→ Task objective
Your answer must consist of every line from the data below that includes the word "either".

→ Stored dataset items
=== Section Start ===

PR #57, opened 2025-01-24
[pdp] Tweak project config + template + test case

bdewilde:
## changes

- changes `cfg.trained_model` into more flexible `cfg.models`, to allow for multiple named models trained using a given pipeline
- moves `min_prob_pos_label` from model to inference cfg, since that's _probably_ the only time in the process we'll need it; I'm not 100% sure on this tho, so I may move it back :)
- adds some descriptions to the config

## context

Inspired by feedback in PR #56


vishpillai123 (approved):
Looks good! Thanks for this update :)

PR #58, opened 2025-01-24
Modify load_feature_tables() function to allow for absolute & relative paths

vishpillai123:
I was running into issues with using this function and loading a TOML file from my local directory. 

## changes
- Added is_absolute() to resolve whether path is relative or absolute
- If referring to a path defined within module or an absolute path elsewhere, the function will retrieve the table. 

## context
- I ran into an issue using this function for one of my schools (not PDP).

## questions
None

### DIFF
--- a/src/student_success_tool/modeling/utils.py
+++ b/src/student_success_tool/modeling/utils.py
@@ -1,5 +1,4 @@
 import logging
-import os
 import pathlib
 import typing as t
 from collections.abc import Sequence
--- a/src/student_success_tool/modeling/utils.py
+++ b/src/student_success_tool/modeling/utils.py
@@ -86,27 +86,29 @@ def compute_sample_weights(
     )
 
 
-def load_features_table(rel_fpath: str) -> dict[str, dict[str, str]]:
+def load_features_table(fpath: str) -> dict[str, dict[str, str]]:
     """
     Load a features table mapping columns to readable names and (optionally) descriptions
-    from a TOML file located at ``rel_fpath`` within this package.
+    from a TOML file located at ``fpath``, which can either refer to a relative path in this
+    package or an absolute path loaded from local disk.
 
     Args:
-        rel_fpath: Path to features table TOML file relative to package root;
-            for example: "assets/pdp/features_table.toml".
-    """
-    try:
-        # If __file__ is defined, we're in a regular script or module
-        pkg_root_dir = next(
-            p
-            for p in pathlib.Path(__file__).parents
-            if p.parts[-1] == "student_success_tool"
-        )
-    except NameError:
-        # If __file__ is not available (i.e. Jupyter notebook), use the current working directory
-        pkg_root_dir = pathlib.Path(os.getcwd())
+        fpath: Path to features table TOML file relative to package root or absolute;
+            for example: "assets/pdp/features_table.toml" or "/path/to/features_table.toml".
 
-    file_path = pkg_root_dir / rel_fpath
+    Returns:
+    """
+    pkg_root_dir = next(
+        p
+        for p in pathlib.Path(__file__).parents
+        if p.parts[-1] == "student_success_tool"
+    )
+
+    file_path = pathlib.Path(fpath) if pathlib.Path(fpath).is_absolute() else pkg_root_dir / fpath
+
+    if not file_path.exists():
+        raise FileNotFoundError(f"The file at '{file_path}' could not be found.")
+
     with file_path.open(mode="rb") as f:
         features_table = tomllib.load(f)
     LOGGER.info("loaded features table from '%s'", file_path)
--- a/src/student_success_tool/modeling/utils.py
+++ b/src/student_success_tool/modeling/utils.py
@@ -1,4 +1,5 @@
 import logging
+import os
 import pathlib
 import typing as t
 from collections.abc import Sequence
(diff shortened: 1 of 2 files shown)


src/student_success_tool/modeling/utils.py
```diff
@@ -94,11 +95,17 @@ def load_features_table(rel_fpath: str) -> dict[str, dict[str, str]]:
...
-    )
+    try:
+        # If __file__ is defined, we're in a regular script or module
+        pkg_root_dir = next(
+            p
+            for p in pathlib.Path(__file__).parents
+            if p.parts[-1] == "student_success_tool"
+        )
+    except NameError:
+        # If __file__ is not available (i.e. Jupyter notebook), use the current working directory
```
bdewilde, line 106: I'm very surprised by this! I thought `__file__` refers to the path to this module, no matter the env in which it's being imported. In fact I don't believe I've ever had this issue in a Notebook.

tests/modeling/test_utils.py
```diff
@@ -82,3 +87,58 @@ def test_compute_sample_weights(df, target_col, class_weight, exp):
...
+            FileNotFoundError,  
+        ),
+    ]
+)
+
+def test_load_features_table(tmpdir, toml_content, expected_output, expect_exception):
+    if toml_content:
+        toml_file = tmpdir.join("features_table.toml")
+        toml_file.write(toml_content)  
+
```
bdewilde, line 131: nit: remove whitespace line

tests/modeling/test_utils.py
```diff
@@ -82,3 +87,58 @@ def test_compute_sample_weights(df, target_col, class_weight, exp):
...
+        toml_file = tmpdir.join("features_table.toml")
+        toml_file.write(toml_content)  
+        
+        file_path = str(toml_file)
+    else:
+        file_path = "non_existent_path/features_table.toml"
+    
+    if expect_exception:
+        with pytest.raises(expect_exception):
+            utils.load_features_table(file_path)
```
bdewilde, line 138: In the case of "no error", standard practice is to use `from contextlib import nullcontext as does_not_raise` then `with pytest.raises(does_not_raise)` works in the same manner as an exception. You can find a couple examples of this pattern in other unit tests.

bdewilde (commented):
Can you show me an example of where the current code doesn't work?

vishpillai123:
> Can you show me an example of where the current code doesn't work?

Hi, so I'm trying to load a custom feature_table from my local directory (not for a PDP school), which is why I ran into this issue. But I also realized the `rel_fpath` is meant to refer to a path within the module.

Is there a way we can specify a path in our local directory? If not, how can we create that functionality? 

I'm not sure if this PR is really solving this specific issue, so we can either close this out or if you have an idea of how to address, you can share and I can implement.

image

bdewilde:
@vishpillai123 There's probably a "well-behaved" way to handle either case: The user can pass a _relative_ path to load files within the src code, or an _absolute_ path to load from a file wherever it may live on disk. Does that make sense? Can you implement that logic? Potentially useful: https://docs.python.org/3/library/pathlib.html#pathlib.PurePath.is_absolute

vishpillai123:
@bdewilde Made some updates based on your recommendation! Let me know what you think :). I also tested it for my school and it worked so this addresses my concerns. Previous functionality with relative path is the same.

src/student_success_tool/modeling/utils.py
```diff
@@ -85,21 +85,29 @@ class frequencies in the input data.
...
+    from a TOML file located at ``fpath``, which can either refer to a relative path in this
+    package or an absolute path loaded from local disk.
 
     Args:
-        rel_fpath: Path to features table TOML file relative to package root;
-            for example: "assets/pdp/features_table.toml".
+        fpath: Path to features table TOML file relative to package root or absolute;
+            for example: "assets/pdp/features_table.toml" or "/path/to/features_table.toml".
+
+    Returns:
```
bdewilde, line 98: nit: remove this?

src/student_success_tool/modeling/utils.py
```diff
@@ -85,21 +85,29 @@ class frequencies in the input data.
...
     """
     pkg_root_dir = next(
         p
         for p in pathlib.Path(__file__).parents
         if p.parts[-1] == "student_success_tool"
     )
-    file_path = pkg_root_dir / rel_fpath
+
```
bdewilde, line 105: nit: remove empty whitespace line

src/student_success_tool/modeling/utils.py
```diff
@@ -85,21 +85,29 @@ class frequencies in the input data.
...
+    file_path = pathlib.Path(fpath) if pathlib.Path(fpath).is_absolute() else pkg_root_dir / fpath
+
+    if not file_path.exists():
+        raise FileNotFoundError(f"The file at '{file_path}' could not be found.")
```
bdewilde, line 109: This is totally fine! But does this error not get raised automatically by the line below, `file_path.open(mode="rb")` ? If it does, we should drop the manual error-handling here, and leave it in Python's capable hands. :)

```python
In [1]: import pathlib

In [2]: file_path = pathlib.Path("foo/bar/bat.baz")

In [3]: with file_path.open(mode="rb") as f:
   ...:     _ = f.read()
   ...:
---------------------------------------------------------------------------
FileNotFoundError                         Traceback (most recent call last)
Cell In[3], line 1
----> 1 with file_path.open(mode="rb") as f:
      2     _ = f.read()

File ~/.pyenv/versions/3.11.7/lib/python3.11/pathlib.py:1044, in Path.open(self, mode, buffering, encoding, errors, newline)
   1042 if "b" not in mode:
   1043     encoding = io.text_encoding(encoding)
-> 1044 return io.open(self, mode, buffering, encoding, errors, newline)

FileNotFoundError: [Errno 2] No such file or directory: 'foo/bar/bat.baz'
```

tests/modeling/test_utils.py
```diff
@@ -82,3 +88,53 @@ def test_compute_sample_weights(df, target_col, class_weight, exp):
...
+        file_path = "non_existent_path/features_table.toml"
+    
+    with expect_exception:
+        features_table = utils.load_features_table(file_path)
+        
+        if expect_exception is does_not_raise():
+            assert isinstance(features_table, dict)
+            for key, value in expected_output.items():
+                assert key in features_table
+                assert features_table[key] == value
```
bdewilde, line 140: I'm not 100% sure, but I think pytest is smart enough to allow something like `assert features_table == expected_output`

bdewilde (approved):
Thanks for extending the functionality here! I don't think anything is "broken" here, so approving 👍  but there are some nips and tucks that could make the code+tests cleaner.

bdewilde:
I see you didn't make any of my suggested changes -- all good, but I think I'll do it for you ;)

=== Section End ===

→ Solution to the exercise
+    from a TOML file located at ``fpath``, which can either refer to a relative path in this
I'm not sure if this PR is really solving this specific issue, so we can either close this out or if you have an idea of how to address, you can share and I can implement.
@vishpillai123 There's probably a "well-behaved" way to handle either case: The user can pass a _relative_ path to load files within the src code, or an _absolute_ path to load from a file wherever it may live on disk. Does that make sense? Can you implement that logic? Potentially useful: https://docs.python.org/3/library/pathlib.html#pathlib.PurePath.is_absolute
+    from a TOML file located at ``fpath``, which can either refer to a relative path in this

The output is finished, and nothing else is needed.